### Records for this exercise
□ □ □ □

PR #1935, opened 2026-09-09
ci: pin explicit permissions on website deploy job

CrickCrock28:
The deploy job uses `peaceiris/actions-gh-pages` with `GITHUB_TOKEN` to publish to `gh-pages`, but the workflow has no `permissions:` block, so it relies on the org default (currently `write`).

□ □ □ □

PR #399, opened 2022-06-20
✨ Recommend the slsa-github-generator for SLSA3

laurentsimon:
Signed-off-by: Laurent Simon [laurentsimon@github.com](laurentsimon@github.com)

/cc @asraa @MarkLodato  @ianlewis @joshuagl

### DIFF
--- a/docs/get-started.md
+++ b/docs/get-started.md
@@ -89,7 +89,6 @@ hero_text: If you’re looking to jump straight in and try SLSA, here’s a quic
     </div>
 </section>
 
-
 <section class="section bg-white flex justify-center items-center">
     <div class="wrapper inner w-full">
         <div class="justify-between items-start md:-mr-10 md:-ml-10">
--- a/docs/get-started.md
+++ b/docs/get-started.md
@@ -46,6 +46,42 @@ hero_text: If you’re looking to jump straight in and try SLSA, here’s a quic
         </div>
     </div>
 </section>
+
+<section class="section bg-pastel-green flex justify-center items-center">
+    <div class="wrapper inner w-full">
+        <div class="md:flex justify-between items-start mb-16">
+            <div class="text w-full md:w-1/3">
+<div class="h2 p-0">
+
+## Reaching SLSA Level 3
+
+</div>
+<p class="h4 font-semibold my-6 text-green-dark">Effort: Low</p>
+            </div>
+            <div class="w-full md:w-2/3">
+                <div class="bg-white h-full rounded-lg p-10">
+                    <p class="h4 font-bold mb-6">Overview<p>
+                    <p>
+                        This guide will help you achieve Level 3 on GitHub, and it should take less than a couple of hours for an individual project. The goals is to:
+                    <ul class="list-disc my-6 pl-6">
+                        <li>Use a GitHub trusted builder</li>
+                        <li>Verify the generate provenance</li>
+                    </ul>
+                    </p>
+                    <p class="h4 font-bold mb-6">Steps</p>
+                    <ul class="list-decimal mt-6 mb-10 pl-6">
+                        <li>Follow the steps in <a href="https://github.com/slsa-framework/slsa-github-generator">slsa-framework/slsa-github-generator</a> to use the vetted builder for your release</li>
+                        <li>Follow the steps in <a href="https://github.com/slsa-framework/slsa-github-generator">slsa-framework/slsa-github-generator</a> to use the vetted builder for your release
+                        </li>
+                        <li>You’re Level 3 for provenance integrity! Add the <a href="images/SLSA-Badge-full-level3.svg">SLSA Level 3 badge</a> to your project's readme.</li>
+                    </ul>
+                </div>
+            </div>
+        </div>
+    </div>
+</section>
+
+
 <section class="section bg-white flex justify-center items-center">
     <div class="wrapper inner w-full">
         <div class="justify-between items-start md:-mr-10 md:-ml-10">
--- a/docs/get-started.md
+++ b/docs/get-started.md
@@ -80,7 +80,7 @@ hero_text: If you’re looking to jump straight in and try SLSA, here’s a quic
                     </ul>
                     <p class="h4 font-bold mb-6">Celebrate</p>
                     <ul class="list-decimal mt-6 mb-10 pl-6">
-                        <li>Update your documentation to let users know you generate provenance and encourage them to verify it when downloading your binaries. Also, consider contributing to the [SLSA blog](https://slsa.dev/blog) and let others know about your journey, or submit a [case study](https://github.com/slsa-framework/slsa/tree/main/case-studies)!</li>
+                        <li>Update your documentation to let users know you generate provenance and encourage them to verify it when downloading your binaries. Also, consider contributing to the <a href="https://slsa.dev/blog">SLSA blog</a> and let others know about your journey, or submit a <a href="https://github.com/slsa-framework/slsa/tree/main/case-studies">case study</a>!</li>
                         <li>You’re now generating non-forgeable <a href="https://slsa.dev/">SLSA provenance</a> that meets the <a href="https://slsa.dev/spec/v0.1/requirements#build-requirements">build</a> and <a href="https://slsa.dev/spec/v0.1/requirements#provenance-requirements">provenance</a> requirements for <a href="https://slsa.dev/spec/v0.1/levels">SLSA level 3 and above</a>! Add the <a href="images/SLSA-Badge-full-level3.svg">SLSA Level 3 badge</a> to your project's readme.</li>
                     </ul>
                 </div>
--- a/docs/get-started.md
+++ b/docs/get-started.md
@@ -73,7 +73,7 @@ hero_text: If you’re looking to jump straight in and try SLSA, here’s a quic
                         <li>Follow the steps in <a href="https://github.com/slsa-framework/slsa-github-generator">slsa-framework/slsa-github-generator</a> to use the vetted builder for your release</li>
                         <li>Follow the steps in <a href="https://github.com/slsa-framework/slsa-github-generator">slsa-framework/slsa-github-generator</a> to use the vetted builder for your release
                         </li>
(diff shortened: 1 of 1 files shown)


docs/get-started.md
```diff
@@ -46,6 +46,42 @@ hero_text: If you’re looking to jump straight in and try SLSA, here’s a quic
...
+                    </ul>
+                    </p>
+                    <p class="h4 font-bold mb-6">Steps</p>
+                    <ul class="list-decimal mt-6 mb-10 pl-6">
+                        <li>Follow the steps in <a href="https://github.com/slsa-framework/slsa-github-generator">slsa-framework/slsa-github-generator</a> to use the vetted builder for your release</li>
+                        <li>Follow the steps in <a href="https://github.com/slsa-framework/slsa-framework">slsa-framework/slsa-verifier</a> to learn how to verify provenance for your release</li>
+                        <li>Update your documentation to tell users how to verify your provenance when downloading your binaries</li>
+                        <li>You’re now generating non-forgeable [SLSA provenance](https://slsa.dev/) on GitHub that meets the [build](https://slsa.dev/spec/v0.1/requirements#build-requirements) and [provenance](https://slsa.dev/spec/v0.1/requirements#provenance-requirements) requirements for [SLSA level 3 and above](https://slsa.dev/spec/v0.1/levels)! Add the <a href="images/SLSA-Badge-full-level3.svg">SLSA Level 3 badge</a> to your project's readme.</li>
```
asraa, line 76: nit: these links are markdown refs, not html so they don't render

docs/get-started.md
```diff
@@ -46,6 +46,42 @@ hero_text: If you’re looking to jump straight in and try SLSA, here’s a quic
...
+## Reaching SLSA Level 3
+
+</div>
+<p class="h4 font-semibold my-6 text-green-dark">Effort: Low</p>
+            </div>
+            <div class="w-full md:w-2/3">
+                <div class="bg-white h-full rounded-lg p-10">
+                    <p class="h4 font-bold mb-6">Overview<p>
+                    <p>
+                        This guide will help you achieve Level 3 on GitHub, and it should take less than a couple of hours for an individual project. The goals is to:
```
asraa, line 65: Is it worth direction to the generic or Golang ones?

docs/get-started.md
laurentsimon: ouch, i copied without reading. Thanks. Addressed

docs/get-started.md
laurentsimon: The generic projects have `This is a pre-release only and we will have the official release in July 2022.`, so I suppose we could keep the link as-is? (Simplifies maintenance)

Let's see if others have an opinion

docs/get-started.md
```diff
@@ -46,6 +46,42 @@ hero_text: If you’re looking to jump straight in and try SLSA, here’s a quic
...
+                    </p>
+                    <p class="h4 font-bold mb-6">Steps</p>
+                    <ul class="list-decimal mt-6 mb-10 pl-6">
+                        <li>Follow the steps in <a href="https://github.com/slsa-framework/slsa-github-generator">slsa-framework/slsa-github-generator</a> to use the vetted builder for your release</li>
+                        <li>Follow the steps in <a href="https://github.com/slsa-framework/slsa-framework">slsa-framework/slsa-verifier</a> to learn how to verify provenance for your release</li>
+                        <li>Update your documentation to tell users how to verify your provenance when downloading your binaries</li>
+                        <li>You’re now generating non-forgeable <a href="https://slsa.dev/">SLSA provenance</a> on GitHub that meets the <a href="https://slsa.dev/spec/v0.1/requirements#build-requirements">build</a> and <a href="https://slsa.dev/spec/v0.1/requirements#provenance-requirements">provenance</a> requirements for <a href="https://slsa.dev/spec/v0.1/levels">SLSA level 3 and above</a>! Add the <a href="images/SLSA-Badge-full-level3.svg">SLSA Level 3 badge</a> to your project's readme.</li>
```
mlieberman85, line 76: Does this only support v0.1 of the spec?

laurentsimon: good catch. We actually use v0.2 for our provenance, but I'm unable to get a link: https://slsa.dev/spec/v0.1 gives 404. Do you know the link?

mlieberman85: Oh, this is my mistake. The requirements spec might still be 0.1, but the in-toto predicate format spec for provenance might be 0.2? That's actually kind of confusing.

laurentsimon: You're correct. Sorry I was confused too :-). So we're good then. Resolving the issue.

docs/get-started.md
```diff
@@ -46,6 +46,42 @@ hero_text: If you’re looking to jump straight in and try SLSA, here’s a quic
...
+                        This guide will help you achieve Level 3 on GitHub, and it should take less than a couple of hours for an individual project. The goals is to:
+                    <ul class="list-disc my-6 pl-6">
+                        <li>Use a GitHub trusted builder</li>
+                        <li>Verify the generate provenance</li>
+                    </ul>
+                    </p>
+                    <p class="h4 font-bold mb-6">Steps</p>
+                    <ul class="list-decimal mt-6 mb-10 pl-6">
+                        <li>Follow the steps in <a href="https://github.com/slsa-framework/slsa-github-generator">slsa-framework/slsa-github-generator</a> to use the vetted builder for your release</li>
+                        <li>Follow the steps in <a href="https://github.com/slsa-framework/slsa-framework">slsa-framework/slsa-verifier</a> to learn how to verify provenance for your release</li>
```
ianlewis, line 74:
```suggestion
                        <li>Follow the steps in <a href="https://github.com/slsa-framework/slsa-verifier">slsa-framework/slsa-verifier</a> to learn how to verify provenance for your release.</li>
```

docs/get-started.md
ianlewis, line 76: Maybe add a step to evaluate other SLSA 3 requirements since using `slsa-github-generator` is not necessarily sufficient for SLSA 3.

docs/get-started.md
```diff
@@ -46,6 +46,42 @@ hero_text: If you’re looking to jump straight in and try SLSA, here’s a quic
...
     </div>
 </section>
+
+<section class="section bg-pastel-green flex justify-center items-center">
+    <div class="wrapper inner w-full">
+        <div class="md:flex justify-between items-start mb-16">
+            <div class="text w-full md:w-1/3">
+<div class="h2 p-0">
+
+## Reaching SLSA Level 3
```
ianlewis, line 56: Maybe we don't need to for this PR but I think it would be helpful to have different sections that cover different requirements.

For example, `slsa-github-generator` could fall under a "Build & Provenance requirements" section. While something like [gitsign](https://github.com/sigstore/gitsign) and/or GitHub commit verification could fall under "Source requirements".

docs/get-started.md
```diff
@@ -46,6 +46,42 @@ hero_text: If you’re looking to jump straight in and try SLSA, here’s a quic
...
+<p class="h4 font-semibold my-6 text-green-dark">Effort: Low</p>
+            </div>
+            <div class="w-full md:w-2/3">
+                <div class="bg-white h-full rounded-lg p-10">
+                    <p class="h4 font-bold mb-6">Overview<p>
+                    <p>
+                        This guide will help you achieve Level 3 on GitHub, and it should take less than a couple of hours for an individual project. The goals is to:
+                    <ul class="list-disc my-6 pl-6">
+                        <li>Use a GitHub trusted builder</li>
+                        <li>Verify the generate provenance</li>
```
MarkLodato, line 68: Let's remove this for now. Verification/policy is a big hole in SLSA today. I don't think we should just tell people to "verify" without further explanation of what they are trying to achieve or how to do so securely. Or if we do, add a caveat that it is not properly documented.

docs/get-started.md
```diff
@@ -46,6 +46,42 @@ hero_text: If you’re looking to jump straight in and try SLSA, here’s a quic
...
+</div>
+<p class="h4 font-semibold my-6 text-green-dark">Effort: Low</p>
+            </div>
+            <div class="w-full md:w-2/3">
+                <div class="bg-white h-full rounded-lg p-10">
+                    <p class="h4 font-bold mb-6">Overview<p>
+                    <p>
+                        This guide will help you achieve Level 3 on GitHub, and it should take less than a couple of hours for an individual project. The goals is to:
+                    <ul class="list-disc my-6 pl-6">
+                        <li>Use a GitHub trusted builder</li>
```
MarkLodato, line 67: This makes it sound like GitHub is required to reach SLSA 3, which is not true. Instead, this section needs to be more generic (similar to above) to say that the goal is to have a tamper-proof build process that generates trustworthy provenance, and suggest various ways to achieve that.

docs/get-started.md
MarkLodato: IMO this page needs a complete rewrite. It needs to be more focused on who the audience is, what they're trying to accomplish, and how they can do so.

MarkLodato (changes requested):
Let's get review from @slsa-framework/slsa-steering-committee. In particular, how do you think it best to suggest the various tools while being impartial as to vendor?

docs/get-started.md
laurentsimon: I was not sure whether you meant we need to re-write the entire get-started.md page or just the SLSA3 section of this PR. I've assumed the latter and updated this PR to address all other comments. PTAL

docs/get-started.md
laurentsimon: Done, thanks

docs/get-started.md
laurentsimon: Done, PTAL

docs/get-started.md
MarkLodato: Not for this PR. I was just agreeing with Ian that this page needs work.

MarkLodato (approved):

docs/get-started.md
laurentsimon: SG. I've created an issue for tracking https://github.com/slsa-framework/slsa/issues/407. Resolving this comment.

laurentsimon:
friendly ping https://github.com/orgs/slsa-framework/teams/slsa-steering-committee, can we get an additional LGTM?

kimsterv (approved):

□ □ □ □

### To do
Please copy, exactly and with nothing else, the lines above beginning at the line that has "PR #1935, opened 2026-09-09" and ending with the line that has "The deploy job".

### Exercise response
PR #1935, opened 2026-09-09
ci: pin explicit permissions on website deploy job

CrickCrock28:
The deploy job uses `peaceiris/actions-gh-pages` with `GITHUB_TOKEN` to publish to `gh-pages`, but the workflow has no `permissions:` block, so it relies on the org default (currently `write`).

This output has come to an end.